• _Provided data_:

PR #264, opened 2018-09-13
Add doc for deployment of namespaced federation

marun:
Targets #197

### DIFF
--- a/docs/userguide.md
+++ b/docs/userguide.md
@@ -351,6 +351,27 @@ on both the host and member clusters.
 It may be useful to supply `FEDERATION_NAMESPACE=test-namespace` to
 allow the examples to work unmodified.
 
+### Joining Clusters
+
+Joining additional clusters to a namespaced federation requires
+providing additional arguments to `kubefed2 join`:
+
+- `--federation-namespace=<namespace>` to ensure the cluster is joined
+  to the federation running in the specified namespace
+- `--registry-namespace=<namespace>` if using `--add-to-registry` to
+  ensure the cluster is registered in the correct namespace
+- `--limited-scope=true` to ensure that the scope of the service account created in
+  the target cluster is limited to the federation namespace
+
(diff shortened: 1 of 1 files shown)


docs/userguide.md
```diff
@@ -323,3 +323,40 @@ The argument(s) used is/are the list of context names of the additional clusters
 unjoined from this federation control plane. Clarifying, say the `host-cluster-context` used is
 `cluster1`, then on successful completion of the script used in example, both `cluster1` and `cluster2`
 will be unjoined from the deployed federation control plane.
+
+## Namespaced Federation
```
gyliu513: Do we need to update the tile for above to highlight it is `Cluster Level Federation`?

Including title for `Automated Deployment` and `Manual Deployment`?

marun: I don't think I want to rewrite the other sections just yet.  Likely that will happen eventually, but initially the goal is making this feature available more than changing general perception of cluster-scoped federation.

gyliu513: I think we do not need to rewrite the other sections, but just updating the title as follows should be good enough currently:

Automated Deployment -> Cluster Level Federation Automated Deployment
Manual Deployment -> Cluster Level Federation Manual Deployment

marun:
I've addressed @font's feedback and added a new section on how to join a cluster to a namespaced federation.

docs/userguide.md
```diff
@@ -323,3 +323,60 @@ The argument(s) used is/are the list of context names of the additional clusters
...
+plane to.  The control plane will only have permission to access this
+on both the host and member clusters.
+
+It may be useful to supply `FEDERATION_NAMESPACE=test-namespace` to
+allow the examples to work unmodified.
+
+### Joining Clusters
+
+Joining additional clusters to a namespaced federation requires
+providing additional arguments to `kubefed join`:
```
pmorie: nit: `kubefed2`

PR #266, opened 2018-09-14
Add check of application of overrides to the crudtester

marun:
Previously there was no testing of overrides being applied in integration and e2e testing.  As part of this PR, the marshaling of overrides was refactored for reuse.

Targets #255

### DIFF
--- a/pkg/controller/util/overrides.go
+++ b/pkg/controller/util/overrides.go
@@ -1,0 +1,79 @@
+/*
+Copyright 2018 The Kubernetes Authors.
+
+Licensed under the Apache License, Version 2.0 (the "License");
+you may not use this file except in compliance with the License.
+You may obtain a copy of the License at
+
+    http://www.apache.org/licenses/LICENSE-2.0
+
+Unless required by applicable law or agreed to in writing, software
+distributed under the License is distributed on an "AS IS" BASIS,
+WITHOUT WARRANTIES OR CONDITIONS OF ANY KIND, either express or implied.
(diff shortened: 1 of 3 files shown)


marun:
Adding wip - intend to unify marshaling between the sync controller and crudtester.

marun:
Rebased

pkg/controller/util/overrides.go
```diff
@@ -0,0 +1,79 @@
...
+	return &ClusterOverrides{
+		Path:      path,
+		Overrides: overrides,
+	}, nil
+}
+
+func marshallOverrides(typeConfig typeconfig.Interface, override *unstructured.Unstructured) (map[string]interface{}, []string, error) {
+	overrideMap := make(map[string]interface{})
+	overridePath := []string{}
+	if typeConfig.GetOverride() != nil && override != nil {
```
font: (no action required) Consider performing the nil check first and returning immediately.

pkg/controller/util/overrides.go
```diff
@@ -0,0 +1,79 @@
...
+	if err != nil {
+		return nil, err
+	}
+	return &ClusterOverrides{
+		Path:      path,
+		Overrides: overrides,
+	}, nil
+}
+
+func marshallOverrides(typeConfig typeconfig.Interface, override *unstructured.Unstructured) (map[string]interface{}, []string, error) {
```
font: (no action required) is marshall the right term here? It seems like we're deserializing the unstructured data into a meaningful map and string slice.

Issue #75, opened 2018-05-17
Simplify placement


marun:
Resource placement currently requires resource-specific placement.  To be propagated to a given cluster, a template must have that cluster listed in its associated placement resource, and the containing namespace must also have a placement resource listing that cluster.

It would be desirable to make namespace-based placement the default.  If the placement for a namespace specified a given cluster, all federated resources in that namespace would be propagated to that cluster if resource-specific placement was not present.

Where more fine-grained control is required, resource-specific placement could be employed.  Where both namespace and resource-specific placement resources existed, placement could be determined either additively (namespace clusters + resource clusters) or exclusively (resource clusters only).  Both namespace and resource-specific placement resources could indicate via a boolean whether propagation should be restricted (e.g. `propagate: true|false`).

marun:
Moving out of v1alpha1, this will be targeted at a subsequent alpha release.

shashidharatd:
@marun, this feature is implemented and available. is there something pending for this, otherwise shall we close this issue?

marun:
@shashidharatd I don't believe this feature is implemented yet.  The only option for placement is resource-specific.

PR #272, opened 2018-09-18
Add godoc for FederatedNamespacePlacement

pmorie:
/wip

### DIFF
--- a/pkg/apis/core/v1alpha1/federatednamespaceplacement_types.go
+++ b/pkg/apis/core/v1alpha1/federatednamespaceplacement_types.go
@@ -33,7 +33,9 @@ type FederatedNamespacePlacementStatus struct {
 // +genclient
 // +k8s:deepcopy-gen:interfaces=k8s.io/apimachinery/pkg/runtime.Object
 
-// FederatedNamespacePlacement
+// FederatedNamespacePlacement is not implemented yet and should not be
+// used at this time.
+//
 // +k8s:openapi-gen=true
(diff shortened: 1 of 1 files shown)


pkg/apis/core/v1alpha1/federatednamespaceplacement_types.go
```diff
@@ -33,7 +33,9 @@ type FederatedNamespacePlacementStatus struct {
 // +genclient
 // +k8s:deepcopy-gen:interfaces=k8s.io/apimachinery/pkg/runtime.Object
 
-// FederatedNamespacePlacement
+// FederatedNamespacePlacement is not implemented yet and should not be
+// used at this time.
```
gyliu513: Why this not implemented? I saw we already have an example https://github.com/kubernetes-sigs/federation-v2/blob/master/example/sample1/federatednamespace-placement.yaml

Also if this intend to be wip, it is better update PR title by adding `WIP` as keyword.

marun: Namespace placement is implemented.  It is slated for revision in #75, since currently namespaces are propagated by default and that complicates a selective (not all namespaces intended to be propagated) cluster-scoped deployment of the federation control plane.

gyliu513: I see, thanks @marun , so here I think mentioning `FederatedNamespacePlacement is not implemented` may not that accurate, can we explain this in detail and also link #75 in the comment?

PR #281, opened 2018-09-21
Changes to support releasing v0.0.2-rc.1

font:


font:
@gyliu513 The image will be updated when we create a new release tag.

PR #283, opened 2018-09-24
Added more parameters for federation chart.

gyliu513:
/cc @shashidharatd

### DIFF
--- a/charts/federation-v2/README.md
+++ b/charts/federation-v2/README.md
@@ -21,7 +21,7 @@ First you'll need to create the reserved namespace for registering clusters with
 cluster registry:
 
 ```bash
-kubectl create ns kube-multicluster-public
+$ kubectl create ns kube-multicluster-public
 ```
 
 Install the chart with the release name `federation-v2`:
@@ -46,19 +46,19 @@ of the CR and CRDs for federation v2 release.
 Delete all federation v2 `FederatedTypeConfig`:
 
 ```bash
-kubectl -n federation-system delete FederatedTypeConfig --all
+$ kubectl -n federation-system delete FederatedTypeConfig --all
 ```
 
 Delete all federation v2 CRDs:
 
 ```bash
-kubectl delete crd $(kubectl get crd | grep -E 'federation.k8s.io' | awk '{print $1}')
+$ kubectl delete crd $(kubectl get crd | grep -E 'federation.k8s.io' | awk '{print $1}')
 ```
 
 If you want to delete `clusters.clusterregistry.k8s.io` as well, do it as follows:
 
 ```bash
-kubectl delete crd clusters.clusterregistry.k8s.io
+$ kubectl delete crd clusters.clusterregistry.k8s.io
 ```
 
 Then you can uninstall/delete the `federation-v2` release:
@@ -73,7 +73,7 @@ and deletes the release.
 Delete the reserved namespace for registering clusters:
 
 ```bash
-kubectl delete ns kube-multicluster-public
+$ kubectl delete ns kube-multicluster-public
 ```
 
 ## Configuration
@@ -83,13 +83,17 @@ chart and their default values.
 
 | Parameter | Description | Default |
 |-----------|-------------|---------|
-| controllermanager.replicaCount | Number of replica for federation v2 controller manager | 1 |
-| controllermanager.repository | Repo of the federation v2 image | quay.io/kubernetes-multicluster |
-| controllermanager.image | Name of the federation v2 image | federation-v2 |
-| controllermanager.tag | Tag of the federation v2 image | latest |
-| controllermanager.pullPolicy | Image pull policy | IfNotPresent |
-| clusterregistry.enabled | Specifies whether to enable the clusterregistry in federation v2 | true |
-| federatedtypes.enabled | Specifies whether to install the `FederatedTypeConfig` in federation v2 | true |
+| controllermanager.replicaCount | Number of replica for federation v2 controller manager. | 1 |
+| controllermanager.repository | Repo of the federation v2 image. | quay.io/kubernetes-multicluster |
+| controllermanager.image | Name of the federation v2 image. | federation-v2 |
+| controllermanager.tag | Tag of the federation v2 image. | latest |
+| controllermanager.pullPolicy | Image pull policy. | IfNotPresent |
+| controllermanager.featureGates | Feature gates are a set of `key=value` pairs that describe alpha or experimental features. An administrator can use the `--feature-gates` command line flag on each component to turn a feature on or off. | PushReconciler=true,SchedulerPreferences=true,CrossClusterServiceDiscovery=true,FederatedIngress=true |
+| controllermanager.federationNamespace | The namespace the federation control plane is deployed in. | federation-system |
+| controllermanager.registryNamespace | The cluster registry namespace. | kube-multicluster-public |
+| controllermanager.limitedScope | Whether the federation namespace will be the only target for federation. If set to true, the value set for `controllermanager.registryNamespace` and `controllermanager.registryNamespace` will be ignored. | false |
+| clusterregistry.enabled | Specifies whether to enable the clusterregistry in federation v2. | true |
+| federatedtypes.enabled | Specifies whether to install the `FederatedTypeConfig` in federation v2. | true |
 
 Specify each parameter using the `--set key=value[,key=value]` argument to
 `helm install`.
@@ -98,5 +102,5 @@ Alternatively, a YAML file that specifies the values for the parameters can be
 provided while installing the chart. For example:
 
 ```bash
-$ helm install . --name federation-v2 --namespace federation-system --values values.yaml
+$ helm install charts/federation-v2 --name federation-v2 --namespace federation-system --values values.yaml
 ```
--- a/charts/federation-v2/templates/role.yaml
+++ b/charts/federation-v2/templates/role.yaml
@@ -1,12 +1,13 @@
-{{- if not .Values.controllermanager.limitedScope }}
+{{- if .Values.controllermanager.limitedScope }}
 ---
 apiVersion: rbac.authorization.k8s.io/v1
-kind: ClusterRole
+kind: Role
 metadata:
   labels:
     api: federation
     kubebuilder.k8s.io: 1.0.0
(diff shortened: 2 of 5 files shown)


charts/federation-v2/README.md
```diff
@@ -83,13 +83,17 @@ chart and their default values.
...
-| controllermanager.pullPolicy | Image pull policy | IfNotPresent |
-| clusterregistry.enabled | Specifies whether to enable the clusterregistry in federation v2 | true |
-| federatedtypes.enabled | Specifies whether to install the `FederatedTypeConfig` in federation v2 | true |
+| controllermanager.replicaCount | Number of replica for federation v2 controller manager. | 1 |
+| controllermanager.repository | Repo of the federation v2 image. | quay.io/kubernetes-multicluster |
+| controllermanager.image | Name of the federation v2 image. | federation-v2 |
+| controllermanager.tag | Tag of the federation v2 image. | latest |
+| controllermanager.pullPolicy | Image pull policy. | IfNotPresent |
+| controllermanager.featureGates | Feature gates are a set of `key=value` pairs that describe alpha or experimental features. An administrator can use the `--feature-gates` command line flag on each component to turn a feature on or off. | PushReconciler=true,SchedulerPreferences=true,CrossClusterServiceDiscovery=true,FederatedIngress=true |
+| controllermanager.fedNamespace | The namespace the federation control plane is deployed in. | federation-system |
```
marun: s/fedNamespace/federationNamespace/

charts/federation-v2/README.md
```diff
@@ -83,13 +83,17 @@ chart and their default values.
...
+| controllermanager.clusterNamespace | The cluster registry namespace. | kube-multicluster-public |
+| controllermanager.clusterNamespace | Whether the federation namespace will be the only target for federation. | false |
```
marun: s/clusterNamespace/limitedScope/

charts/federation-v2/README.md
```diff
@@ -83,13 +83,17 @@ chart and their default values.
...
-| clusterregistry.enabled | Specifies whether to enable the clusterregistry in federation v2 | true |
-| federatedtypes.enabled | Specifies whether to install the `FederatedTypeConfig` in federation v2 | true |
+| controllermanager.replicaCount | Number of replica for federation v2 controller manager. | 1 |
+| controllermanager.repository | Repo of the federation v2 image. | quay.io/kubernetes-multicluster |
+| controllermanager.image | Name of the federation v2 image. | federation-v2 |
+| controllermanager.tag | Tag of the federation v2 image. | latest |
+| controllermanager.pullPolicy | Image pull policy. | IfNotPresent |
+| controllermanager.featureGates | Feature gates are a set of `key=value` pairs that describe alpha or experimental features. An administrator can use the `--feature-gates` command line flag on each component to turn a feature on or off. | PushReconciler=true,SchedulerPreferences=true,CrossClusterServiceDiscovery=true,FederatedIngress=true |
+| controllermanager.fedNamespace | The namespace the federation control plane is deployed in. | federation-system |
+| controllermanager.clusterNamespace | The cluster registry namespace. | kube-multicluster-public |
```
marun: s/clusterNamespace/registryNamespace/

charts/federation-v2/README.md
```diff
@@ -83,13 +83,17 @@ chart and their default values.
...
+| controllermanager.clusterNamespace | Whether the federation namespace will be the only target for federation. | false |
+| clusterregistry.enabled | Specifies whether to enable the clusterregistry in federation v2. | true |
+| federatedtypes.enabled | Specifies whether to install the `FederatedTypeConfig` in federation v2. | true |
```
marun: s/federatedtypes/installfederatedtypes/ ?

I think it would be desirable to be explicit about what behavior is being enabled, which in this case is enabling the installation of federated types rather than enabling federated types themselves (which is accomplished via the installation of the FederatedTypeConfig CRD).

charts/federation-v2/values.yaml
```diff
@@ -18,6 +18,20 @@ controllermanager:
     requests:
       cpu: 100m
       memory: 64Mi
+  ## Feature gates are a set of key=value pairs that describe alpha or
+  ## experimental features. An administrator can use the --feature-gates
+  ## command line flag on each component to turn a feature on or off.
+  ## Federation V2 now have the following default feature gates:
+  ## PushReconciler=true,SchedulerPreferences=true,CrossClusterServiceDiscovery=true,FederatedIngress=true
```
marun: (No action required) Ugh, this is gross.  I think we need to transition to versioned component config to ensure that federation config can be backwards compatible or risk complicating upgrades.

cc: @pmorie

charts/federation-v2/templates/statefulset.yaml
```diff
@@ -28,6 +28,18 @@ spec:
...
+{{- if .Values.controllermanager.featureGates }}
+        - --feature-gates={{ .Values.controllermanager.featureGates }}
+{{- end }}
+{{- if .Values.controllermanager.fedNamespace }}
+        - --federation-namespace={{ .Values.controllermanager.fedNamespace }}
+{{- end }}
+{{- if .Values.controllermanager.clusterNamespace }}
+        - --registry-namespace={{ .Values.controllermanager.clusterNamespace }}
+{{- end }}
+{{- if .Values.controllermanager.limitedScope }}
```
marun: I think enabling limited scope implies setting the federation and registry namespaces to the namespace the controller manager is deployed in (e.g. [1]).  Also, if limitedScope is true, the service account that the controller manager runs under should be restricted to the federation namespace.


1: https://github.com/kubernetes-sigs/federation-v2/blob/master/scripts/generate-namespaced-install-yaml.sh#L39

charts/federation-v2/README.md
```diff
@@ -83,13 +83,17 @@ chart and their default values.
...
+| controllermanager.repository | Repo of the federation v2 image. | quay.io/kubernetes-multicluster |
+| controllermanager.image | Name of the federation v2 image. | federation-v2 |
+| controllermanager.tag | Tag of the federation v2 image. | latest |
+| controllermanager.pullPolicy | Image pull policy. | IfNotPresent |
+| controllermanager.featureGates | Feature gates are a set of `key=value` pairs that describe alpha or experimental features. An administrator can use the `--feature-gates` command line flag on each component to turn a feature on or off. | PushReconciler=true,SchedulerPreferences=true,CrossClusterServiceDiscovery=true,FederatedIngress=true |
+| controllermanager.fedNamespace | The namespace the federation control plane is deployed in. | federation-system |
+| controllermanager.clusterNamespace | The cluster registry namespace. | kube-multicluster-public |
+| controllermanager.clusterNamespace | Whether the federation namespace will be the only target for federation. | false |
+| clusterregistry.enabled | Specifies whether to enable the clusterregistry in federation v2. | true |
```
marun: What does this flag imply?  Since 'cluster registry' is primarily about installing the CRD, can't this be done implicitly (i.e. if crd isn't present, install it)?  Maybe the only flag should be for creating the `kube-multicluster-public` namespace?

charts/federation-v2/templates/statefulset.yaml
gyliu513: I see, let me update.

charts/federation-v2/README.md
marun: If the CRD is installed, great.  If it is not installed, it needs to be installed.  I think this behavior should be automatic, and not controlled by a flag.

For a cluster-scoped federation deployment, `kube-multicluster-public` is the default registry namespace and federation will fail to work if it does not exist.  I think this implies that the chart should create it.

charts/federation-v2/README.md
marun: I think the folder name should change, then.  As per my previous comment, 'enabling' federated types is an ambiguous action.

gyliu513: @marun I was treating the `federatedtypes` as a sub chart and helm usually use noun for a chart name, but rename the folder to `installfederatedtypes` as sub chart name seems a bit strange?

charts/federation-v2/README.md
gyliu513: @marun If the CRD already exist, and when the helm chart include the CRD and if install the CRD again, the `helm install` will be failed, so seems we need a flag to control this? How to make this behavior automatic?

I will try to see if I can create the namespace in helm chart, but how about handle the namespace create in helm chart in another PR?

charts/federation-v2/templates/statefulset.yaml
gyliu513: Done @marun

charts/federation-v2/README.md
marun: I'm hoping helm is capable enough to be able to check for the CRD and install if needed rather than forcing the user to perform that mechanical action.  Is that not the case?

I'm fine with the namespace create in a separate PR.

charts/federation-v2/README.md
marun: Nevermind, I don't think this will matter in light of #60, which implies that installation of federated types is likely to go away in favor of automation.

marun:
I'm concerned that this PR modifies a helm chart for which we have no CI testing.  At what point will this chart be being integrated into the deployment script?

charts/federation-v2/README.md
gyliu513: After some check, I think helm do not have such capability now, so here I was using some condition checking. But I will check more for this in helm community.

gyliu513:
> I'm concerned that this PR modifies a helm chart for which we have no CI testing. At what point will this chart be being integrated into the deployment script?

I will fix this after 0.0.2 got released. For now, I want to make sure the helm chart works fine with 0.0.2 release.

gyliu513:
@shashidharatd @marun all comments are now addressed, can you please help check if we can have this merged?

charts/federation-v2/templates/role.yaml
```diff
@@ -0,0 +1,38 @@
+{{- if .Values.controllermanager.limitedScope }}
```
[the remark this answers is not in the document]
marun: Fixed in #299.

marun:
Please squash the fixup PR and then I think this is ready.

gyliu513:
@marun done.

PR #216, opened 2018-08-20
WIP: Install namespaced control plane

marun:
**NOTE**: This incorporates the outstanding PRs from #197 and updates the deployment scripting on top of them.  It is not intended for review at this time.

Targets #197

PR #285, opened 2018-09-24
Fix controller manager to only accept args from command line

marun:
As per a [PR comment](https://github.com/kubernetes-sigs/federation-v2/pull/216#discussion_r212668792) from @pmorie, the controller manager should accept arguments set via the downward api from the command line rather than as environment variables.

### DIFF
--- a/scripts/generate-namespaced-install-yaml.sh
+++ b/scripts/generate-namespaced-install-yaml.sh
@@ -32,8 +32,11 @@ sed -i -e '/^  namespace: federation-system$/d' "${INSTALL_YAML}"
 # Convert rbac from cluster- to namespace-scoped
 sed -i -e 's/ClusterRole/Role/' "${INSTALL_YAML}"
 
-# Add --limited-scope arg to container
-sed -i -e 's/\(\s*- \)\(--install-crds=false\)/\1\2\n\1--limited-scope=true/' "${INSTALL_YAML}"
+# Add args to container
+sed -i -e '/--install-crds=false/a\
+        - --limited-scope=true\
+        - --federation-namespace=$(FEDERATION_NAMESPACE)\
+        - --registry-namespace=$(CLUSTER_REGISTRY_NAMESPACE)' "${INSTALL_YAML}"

• _Required work_: Lines with the word "github" in them should be copied from the preceding records.

• _Output below_:
gyliu513: Why this not implemented? I saw we already have an example https://github.com/kubernetes-sigs/federation-v2/blob/master/example/sample1/federatednamespace-placement.yaml
1: https://github.com/kubernetes-sigs/federation-v2/blob/master/scripts/generate-namespaced-install-yaml.sh#L39
As per a [PR comment](https://github.com/kubernetes-sigs/federation-v2/pull/216#discussion_r212668792) from @pmorie, the controller manager should accept arguments set via the downward api from the command line rather than as environment variables.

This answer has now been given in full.